This post is by Bernie Carr, apartmentprepper.com
One of the most heated discussions in the prepping community is whether to shelter in place or bug out. A large number of preppers’ first choice would be to shelter in place, and why not? All your supplies are on hand and you are comfortable where you are. So let’s just say hypothetically, you decided to stay in your home. You won’t be using your bug out bag because you won’t be leaving. But you still need to be in decent shape, even if you are staying home.
You may need to search for water
Assuming a large scale disaster with no running water coming from the tap, you will eventually run out of water. This means you will have to go out and find a water source, which could be a distance away. When you do find water, you will then need to take several containers and carry those water-filled containers back to your home. Sounds tiring, even as I sit here writing about it.
You may need to gather firewood
In a disaster you will need to find a way to heat your home and a way to cook food. Therefore you will need to gather firewood for the fireplace. If you are using a rocket stove, you will need kindling. As I found out from camping and backpacking, firewood runs out very quickly and everyone has to take turns gathering firewood.
You may need to defend your home
If it is truly a collapse, your security will be threatened. If you have to defend your home, being in shape will give you an edge against your attackers. Getting and staying in shape improves your speed, endurance and reflexes.
You may need to forage, trade or hunt for food
Once food eventually runs out, or if you are just trying to supplement your supplies, you’ll still need to go out and find food. When I interviewed Selco, who lived through SHTF in Bosnia, he described having to go out at night in groups to find what they needed.
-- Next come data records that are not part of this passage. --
PR #829, opened 2020-07-17
add a useShiftSelect hook

AmeeMorris:
### 💬 Description
This is adding a lovely hook to allow shift selection with the SelectionProvider.

We already have this code in a few places in the app, this is just that code but made a little more vague so we can hopefully use it for all the current shift select purposes! There's an upcoming app pr which makes the content hub active/trashed items & hierachy use this hook instead.

### ✅ Checklist
- [x] Tests written
- [ ] Browser tested
- [ ] Added to documentation
- [ ] Added to storybook


AmeeMorris:
[Let's just use the one selection provider](https://trello.com/c/YeREhxCH/614-lets-just-use-the-one-selection-provider)

PR #830, opened 2020-07-21
Makes check toggle label a label element

altaudio:
### 💬 Description
Updates the `<CheckToggle />` label to be a `<label />` tag rather than a `<p />` tag.

Turns out an input can have multiple labels (you'll notice in the file we also have another label that is the actual toggle.

This update was added for targeting `<CheckToggle />` in tests.

> Related to https://github.com/gathercontent/app/pull/3154

### DIFF
--- a/lib/CheckToggle/index.js
+++ b/lib/CheckToggle/index.js
@@ -85,7 +85,11 @@ class CheckToggle extends Component {
 
     return (
       <div className={wrapperClasses}>
-        {labelLeft && <p className={wrapperLabelClasses}>{labelLeft}</p>}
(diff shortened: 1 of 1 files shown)


altaudio:
[Adds e2e test for plain text field formatting](https://trello.com/c/sGINsOrJ/644-adds-e2e-test-for-plain-text-field-formatting)

altaudio:
> bits of debt like this always make me cringe, why werent they a label to begin with! 🤦‍♀️

IKR! I think I put these in, and at the time I thought "we are already using a label, we ant have another!" which was a wrong assumption!

PR #833, opened 2020-07-29
Add min height for new fields

kyleharper:
Simples 😄 

### ✅ Checklist
- [ ] Tests written
- [ ] Browser tested
- [ ] Added to documentation
- [ ] Added to storybook

### DIFF
--- a/lib/Figure/FigurePreview.js
+++ b/lib/Figure/FigurePreview.js
@@ -20,7 +20,7 @@ const FigurePreview = ({
   if (previewBeingProcessed) {
     return (
       <div className="figure__title">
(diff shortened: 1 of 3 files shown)


lib/Figure/FigurePreview.js
```diff
@@ -20,7 +20,7 @@ const FigurePreview = ({
   if (previewBeingProcessed) {
     return (
       <div className="figure__title">
-        <div className="figure__loader-wrapper">
+        <div className="figure__loader-wrapper mt-10">
```
kyleharper, line 23: I bolted this on top as the margin was being cleared by field styling.

PR #836, opened 2020-07-29
Changing comment error message

DavidHollins6:
### 💬 Description
We never changed the content of the error message when submitting a comment. This PR does that!

### ✅ Checklist
- [ ] Tests written
- [ ] Browser tested
- [ ] Added to documentation
- [ ] Added to storybook

### DIFF
--- a/lib/Comment/CommentForm.js
+++ b/lib/Comment/CommentForm.js
@@ -166,7 +166,9 @@ function CommentForm({
         </>
       </div>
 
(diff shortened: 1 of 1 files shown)


DavidHollins6:
[We haven't set the error text for comments, so it just says "This is an error message"](https://trello.com/c/wAacGYFx/659-we-havent-set-the-error-text-for-comments-so-it-just-says-this-is-an-error-message)

PR #291, opened 2025-12-16
Implement SSPRungeKutta3TimeStepper

glwagner:
This PR implements the "strong stability preserving" (SSP) 3rd order Runge-Kutta time stepper described by Shu and Osher and makes it the default scheme for AtmosphereModel. Future PRs will build on this one to support things like implicit time stepping for microphysical tendencies, vertically-implicit diffusion, etc. I believe this is a drop-in replacement for hte existing RK3 time-stepper we were using, with the same computational cost and slightly better stability properties (probably).

### DIFF
--- a/docs/src/api.md
+++ b/docs/src/api.md
@@ -77,6 +77,13 @@ Modules = [Breeze.TurbulenceClosures]
 Private = false
 ```
 
+### TimeSteppers
+
+```@autodocs
+Modules = [Breeze.TimeSteppers]
+Private = false
+```
+
 ### Forcings
 
 ```@autodocs
@@ -186,6 +193,13 @@ Public = false
 
 ```@autodocs
 Modules = [Breeze.Forcings]
+Public = false
+```
+
+### TimeSteppers
+
+```@autodocs
+Modules = [Breeze.TimeSteppers]
 Public = false
 ```
 


glwagner:
This isn't working, so I will be opening up a PR with a new attempt soon.

src/Advection.jl
```diff
@@ -26,6 +26,10 @@ using ..AtmosphereModels: AtmosphereModels, div_ρUc
 @inline tracer_mass_flux_z(i, j, k, grid, ρ, args...) =
     ℑzᵃᵃᶠ(i, j, k, grid, ρ) * _advective_tracer_flux_z(i, j, k, grid, args...)
 
+@inline tracer_mass_flux_x(i, j, k, grid, ρ, advection::BoundsPreservingWENO, args...) = zero(grid)
+@inline tracer_mass_flux_y(i, j, k, grid, ρ, advection::BoundsPreservingWENO, args...) = zero(grid)
+@inline tracer_mass_flux_z(i, j, k, grid, ρ, advection::BoundsPreservingWENO, args...) = zero(grid)
+
```
glwagner:
```suggestion
```

src/TimeSteppers/ssp_rk3.jl
```diff
@@ -0,0 +1,222 @@
...
+    compute_tendencies!,
+    compute_flux_bc_tendencies!,
+    compute_pressure_correction!,
+    make_pressure_correction!,
+    step_lagrangian_particles!
+
+import Oceananigans.TimeSteppers: time_step!
+
+"""
+    SSPRungeKutta3TimeStepper{FT, U0, TG, TI} <: AbstractTimeStepper
```
giordano:
```suggestion
$(TYPEDEF)
```

glwagner: what's your opinion about docstrings on structs? In some previous lifetime we decided they were not a good idea, since users have no use for them, and they pollute the help query.

giordano: I think they are still useful, at least for other contributors/developers if these structs aren't meant to be consumed by end-users.

I understand the argument of polluting the search results, but perhaps that points to a higher infrastructure missing feature in Documenter, but I don't think the result should be to document _fewer_ things.

glwagner: i'll merge this but i want to see the docs build first

PR #293, opened 2025-12-17
Add a default NaNChecker to AtmosphereModel

### LINKED ISSUE #283: Add `default_nan_checker`
I noticed that simulations that NaN run forever. This is because `AtmosphereModel` does not define `Oceananigans.Diagnostics.default_nan_checker`. We should improve the situation and define it. I think `model.momentum.ρu` is probably the right choice.

navidcy:
Closes #283 

cc @mmr0

### DIFF
--- a/test/atmosphere_model_unit.jl
+++ b/test/atmosphere_model_unit.jl
@@ -9,7 +9,7 @@ function run_nan_checker_test(arch; erroring)
     grid = RectilinearGrid(arch, size=(4, 2, 1), extent=(1, 1, 1))
     model = AtmosphereModel(grid)
     simulation = Simulation(model, Δt=1, stop_iteration=2)
-    model.momentum.ρu[1, 1, 1] = NaN
+    @allowscalar model.momentum.ρu[1, 1, 1] = NaN
     erroring && erroring_NaNChecker!(simulation)
 
     if erroring


src/AtmosphereModels/atmosphere_model.jl
```diff
@@ -391,3 +393,17 @@ function total_energy(model)
     e = static_energy(model) |> Field
     return k + e
 end
+
+# Check for NaNs in the first prognostic field (generalizes to prescribed velocities).
```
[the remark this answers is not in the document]
glwagner: yet

src/AtmosphereModels/atmosphere_model.jl
```diff
@@ -14,6 +15,7 @@ using Oceananigans.Utils: launch!, prettytime, prettykeys, with_tracers
 
 import Oceananigans: fields, prognostic_fields
 import Oceananigans.Advection: cell_advection_timescale
+import Oceananigans.Diagnostics: default_nan_checker
```
giordano: `import` 😢

navidcy: it must be `import` since I'm extending the method, right?

giordano: No, a better way to extend a function from another method is to qualify the function with the owning module:
```julia
Diagnostics.default_nan_checker(...) = ...
```
`import` is a bit evil because you may accidentally extend methods from other modules if don't realise you `import`ed the function before (it's a sort of spooky action at a distance).  With the `Module.function(...) = ...` syntax you make it super explicit, locally, that you're extending a function from another module.  In some cases `import` is actively harmful: https://github.com/CliMA/Oceananigans.jl/pull/5041#issuecomment-3639653393.  Just completely avoid `import` to extend methods from other modules and live happy.

navidcy: see https://github.com/NumericalEarth/Breeze.jl/pull/294

test/atmosphere_model_unit.jl
```diff
@@ -1,9 +1,27 @@
...
+    model = AtmosphereModel(grid)
+    simulation = Simulation(model, Δt=1, stop_iteration=2)
+    @allowscalar model.momentum.ρu[1, 1, 1] = NaN
+    erroring && erroring_NaNChecker!(simulation)
+
+    if erroring
+        @test_throws ErrorException run!(simulation)
+    else
+        run!(simulation)
+        @show @test model.clock.iteration == 1 # simulation stopped after one iteration
```
giordano: I presume this `@show` is a leftover?

navidcy: Yeah! Thanks for catching this. Removed in #294.

PR #294, opened 2025-12-17
Avoid import for extending methods

navidcy:
https://github.com/NumericalEarth/Breeze.jl/pull/293#discussion_r2626275066

### DIFF
--- a/src/AtmosphereModels/atmosphere_model.jl
+++ b/src/AtmosphereModels/atmosphere_model.jl
@@ -5,7 +5,7 @@ using Oceananigans: AbstractModel, Center, CenterField, Clock, Field,
 using Oceananigans.Advection: adapt_advection_order
 using Oceananigans.AbstractOperations: @at
 using Oceananigans.BoundaryConditions: FieldBoundaryConditions, regularize_field_boundary_conditions
-using Oceananigans.Diagnostics: Diagnostics, NaNChecker
+using Oceananigans.Diagnostics: Diagnostics as OceananigansDiagnostics, NaNChecker
 using Oceananigans.Grids: ZDirection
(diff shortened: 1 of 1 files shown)


giordano (approved):
🥳

src/AtmosphereModels/atmosphere_model.jl
```diff
@@ -5,7 +5,7 @@ using Oceananigans: AbstractModel, Center, CenterField, Clock, Field,
 using Oceananigans.Advection: adapt_advection_order
 using Oceananigans.AbstractOperations: @at
 using Oceananigans.BoundaryConditions: FieldBoundaryConditions, regularize_field_boundary_conditions
-using Oceananigans.Diagnostics: NaNChecker
+using Oceananigans.Diagnostics: Diagnostics, NaNChecker
```
giordano: Ah, there's already a submodule called `Diagnostics` in `AtmosphereModels`!  We have two options:

* do `using Oceananigans: Oceananigans`, and then define the method `Oceananigans.Diagnostics.default_nan_checker(...)`, or
* do `using Oceananigans.Diagnostics: Diagnostics as OceananigansDiagnostics, NaNChecker` (or some other alias), and then define the method `OceananigansDiagnostics.default_nan_checker(...)`

giordano:
> hm... locally tests passed

Uh, interesting it worked for you, because it did fail locally for me 🤔

giordano:
> There is a chance locally the tests pass at 9a9f876553ad11dd2ad0438d944647e42104d484 ... oops

Oh, in that case I suppose you may have defined a method in the `AtmosphericModels.Diagnostics` module 😬

In any case it's looking good now!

Without modern conveniences, all chores will require energy
Without prepared foods and electric appliances, you will need to do everything by hand. When I tried doing laundry off grid, I found that it took a lot of energy to wash clothes, especially wringing the water out.
Even waste disposal will require work
Without running water and trash pickup, the waste will need to be buried. In the same article, Selco also described having to dig a lot of holes to dispose of waste.
Thinking about all these everyday conveniences that we can potentially lose in a TEOTWAWKI situation gave me a new appreciation for things we take for granted.
Everyday survival will take a lot of energy. Even if you plan to stay home and ride out the crisis, it would be best to get in shape before anything happens. And, if nothing were to happen, you are still better off health wise.